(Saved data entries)
|---|
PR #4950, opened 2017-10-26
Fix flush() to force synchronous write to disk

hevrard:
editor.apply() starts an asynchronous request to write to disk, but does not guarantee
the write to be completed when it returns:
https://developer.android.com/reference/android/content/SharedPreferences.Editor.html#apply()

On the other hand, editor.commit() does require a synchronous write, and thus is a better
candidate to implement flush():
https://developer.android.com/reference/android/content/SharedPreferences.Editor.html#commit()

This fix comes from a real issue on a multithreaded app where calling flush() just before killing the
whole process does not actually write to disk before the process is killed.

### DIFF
|---|
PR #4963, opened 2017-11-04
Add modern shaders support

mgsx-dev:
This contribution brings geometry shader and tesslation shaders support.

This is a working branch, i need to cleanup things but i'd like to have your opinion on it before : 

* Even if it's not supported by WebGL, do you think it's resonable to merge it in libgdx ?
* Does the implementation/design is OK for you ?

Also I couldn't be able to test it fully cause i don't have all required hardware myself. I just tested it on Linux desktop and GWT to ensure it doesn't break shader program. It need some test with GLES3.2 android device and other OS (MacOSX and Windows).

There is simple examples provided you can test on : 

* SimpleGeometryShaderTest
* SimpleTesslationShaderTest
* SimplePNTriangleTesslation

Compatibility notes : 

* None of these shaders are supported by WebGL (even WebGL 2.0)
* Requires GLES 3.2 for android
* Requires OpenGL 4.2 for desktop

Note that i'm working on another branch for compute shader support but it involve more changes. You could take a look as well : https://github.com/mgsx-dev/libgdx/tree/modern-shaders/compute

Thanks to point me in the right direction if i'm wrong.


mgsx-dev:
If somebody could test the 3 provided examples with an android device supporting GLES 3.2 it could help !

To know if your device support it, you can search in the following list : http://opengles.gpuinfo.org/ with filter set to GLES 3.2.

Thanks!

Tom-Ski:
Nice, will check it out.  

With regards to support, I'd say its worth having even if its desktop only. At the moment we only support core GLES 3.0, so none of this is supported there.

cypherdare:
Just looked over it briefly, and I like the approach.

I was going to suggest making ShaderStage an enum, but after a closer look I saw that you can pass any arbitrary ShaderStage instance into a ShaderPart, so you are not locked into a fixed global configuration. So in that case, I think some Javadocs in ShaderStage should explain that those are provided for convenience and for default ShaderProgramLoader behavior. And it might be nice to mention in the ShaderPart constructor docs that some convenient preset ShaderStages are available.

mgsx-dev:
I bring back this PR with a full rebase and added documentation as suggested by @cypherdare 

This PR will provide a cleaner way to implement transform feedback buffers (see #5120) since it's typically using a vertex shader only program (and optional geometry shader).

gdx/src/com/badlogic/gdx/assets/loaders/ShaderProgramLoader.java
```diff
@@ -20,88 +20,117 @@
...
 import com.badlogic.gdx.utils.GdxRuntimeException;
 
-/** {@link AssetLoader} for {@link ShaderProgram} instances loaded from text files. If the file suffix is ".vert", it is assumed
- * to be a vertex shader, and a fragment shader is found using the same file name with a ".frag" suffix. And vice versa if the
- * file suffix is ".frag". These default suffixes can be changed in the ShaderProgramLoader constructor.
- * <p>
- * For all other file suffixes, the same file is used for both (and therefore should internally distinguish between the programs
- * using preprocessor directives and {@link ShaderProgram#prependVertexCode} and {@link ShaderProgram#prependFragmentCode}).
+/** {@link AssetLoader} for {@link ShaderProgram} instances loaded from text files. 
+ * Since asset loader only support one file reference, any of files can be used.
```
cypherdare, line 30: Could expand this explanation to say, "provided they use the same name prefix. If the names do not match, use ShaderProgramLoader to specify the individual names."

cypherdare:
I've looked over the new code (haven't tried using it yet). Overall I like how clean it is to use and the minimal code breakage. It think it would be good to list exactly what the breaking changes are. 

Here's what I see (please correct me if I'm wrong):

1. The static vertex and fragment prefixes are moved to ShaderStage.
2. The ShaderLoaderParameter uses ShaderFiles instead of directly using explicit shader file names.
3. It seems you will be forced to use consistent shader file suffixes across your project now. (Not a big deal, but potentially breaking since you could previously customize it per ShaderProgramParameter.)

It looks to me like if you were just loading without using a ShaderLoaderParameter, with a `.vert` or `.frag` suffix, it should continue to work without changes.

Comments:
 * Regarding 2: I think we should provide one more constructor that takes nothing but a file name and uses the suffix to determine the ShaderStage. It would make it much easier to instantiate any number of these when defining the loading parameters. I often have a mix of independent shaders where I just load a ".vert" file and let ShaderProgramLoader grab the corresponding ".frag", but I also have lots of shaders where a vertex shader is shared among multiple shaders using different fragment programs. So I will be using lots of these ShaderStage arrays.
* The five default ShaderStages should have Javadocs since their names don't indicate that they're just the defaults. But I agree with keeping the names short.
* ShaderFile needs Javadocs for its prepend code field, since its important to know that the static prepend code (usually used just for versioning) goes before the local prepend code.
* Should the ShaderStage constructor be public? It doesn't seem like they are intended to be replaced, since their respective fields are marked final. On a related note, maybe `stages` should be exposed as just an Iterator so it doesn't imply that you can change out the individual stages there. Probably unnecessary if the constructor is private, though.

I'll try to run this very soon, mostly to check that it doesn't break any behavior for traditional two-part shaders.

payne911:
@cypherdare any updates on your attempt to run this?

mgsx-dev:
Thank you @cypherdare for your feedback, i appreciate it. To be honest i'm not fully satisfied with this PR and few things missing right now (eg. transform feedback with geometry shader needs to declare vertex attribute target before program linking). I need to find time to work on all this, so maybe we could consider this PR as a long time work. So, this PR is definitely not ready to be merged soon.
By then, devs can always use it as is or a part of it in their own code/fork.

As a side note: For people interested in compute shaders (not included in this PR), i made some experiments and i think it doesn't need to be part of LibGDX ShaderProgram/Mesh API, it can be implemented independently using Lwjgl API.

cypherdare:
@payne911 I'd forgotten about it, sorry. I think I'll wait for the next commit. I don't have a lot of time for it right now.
|---|
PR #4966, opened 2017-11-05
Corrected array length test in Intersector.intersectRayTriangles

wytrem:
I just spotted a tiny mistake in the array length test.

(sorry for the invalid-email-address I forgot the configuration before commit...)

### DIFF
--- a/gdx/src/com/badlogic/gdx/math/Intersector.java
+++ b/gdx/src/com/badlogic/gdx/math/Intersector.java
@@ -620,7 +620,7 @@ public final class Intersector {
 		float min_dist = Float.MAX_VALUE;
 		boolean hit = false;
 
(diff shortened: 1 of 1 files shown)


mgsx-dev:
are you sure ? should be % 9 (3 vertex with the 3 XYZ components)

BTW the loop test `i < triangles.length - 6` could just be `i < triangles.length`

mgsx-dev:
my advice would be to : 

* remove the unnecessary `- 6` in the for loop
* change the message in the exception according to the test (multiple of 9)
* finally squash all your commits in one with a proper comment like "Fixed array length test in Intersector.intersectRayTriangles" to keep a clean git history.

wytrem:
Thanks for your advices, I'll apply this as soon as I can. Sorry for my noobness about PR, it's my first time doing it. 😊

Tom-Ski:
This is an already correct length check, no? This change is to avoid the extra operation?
|---|
In the data above, retype exactly and only the lines between the one holding "these ShaderStage arrays." and the one holding "the names short.", inclusive.

Expected answer
 * Regarding 2: I think we should provide one more constructor that takes nothing but a file name and uses the suffix to determine the ShaderStage. It would make it much easier to instantiate any number of these when defining the loading parameters. I often have a mix of independent shaders where I just load a ".vert" file and let ShaderProgramLoader grab the corresponding ".frag", but I also have lots of shaders where a vertex shader is shared among multiple shaders using different fragment programs. So I will be using lots of these ShaderStage arrays.
* The five default ShaderStages should have Javadocs since their names don't indicate that they're just the defaults. But I agree with keeping the names short.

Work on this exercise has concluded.